►
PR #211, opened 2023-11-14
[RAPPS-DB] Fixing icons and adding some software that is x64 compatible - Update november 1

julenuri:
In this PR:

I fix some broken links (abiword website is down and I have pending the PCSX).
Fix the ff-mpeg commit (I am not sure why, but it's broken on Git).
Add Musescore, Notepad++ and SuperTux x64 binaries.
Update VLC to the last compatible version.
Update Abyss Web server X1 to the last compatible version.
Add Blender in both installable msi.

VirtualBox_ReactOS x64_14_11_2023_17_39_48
◄
▸ **WHAT TO PRODUCE**: Look above for the line with "[RAPPS-DB] Fixing icons" and the line with "Add Blender in both installable msi.". Write out those two lines and all the lines between them, exactly, and no others.

▸ **FINAL ANSWER**:
[RAPPS-DB] Fixing icons and adding some software that is x64 compatible - Update november 1

julenuri:
In this PR:

I fix some broken links (abiword website is down and I have pending the PCSX).
Fix the ff-mpeg commit (I am not sure why, but it's broken on Git).
Add Musescore, Notepad++ and SuperTux x64 binaries.
Update VLC to the last compatible version.
Update Abyss Web server X1 to the last compatible version.
Add Blender in both installable msi.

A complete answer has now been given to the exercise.